The great rabid eyes lighted on the penknife and flashed. "If you won't. Let me have my." Severn got the knife first. "Laudanum. Laudanum."
"Into that bed, into it. I have no laudanum. Clark has your laudanum." John fainted, falling on the bed, then almost at once recovered. He was persuaded to lie in it. Severn added blankets from his own bed. The fire crackled feebly. John lay awake with his eyes shut.
"John, listen to me, John, you are not to think of that wickedness. I know you've thought of it before, you thought of it even on the voyage. There will be no point in your looking for the means of self-destruction, do you hear me? There will be no knives or scissors or razors about, do you hear me? You are to lie still and get well."
"I'll not get well, Severn. This day shall be my last."
"A man does not take his own life. The law of Christ and the civil codes of the world alike forbid it. Be calm. I'll bring you milk. The room will be warm soon, you will see."

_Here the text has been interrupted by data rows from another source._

PR #478, opened 2022-11-04
Fix issues with spacing of sibling components 

dobromir-hristov:
Bug/issue #, if applicable: 101955529

## Summary

Fixes issues with spacing out components like `img` or `code-listing`, when in around siblings.

This should make `img` wrapped in a `figure` consistently spaced out.

Also fixes some issues from nesting elements inside `/deep/`, which we did not spot before.

## Dependencies

NA

## Testing

[build.zip](https://github.com/apple/swift-docc-render/files/9938077/build.zip)

Steps:
1. Ensure the refactored elements are now properly spaced apart from siblings.
2. Ensure images with/without figure are properly spaced out. Even if inside rows/columns/tabnavs. You can use the archive attached above.

## Checklist

- [x] Added tests

### DIFF
--- a/src/components/ContentNode.vue
+++ b/src/components/ContentNode.vue
@@ -273,10 +273,15 @@ function renderNode(createElement, references) {
       }, (
         renderListItems(node.items)
       ));
-    case BlockType.paragraph:
-      return createElement('p', {}, (
+    case BlockType.paragraph: {
+      const hasSingleImage = node.inlineContent.length === 1
+        && node.inlineContent[0].type === InlineType.image;
+      const props = hasSingleImage ? { class: ['inline-image-container'] } : {};
+
+      return createElement('p', props, (
         renderChildren(node.inlineContent)
       ));
+    }
     case BlockType.table:
       if (node.metadata && node.metadata.anchor) {
         return renderFigure(node);
--- a/src/components/ContentNode/Table.vue
+++ b/src/components/ContentNode/Table.vue
@@ -32,10 +32,7 @@ export default {
 @import 'docc-render/styles/_core.scss';
 
 .table-wrapper {
-  & + *,
-  * + & {
-    margin-top: $stacked-margin-xlarge;
-  }
+  @include space-out-between-siblings($stacked-margin-xlarge);
 }
 </style>
 
--- a/src/components/DocumentationTopic/ContentNode.vue
+++ b/src/components/DocumentationTopic/ContentNode.vue
@@ -30,6 +30,10 @@ export default {
 
 $docs-code-listing-border-width: 1px !default;
 
+@function between-elements-selector($el) {
+  @return '* + #{$el}, #{$el} + *'
+}
+
 /deep/ {
   .code-listing {
     background: var(--background, var(--color-code-background));
@@ -37,11 +41,6 @@ $docs-code-listing-border-width: 1px !default;
     border-color: var(--colors-grid, var(--color-grid));
     border-width: var(--code-border-width, $docs-code-listing-border-width);
     border-style: var(--code-border-style, solid);
-
-    & + *,
-    * + & {
-      margin-top: $stacked-margin-xlarge;
-    }
 
     pre {
       padding: $code-block-style-elements-padding;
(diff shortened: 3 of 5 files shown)


src/components/ContentNode.vue
```diff
@@ -273,10 +273,15 @@ function renderNode(createElement, references) {
       }, (
         renderListItems(node.items)
       ));
-    case BlockType.paragraph:
-      return createElement('p', {}, (
+    case BlockType.paragraph: {
```
dobromir-hristov, line 276: Here is what I meant by poking inside. I think its a pretty simple thing we can do that helps us in the long run later.

src/components/ContentNode/Table.vue
```diff
@@ -32,10 +32,7 @@ export default {
 @import 'docc-render/styles/_core.scss';
 
 .table-wrapper {
-  & + *,
-  * + & {
-    margin-top: $stacked-margin-xlarge;
-  }
+  @include space-out-between-siblings($stacked-margin-xlarge);
```
dobromir-hristov, line 35: Refactored for consistency.

src/components/DocumentationTopic/ContentNode.vue
```diff
@@ -30,6 +30,10 @@ export default {
 
 $docs-code-listing-border-width: 1px !default;
 
+@function between-elements-selector($el) {
```
dobromir-hristov, line 33: I was not sure if to use a mixin or a function. Mixins would create multiple declarations, where as here we merged them into one...

Unfortunately using `space-out-between-siblings` does not work, because the resulting rule was:

`.content-node .element + *, * + *.content-node .element` - which is wrong.... I tried making that function more flexible, but using `&` is just not cutting it, when in combination with `/deep/`.

src/components/DocumentationTopic/ContentNode.vue
```diff
@@ -38,11 +42,6 @@ $docs-code-listing-border-width: 1px !default;
     border-width: var(--code-border-width, $docs-code-listing-border-width);
     border-style: var(--code-border-style, solid);
 
-    & + *,
```
dobromir-hristov, line 41: this was just not working, explained in the func above

src/components/DocumentationTopic/ContentNode.vue
```diff
@@ -99,13 +86,6 @@ $docs-code-listing-border-width: 1px !default;
     }
   }
 
-  dl {
```
dobromir-hristov, line 102: this was working, mostly because `p` tags have the same spacing 😆

src/components/Tabnav.vue
```diff
@@ -67,7 +67,7 @@ $-tabnav-top-margin: rem(15px);
 $-tabnav-bottom-margin: rem(25px);
 
 .tabnav {
-  margin: $-tabnav-top-margin 0 $-tabnav-bottom-margin 0;
+  margin: 0 0 $-tabnav-bottom-margin 0;
```
dobromir-hristov, line 70: `TabNavigator` and `EndpointExample` both handle the top spacing. No need to have that here.

src/components/ContentNode.vue
mportiz08: It seems really specific and only needed because we need a certain style to be applied in a certain situation. Are you sure there isn't a cleaner way of achieving this with CSS only? Maybe something that `:has` or `:only-of-type` could help with?

src/components/DocumentationTopic/ContentNode.vue
mportiz08: Is this something we even need to create a function/mixin for? It doesn't seem like it's even saving much typing.

dobromir-hristov: Just felt a bit easier to read and structure.

src/components/ContentNode.vue
dobromir-hristov: I could not think of a way to add optional spacing to the paragraph or the next element, when that paragraph has an img somewhere inside it.

The file structure we have to work with is:

Just an img

```html
<maybe-something />

<p>
  <picture>
     <img />

<something-else />
```

With a figure

```html
<maybe-something />

<p>
  <figure>
    <picture>
       <img />

<something-else />
```

when we have an error in the img

```html
<maybe-something />

<p>
   <img />

```

WIth that in mind, `:has` could work, though I was not sure about browser support at the time - check https://caniuse.com/?search=has, its very new still.

I tried the selector below and it works, though its too broad and I need to clean it up a bit:

```css
p:has(img) + *, * + p:has(img)
```

marinaaisa: Because `has` doesn't have support for Firefox yet, I think the safest option is modifying `BlockType.paragraph` as you did, @dobromir-hristov

src/components/DocumentationTopic/ContentNode.vue
marinaaisa: Even tho it's not a mixin, it may make sense to move this function to a more generic file like _helpers.scss so we can use it outside this component too

dobromir-hristov: The problem is we already have something similar. Its just that one has `/deep/` and uses `&` and this does not, because this is nested already in a component. So in a sense, this makes sense to be used only here :/

marinaaisa: oh, I see... @dobromir-hristov 
Maybe adding this context with a comment in the code would help.

marinaaisa (approved):

dobromir-hristov:
@swift-ci test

"Oh, damn and bugger your civil code and your cold Christ, Severn. I want no more of this. Dying in bloody cack and sweat and shivers. I think of you as well as of myself." The clarity and energy of his articulation were surprising. Severn looked at the clear open rolling eyes with awe, penknife in his fist. "Do you want that then, weeks maybe months, wiping up shit and blood and vomit? Let me be out of it like a." He grinned viciously. "I am more an antique Roman than a. It's easy enough, the quietus, Severn. The wrist-cutting is messy, throat-cutting too much Drury Lane. I ask only laudanum. A sufficient dose and tuck me in for the night. I will pass and you will scarce notice. I will void bladder and bowels like a good boy first. Give it to me, Severn."
"I told you, I no longer have it, Clark has it."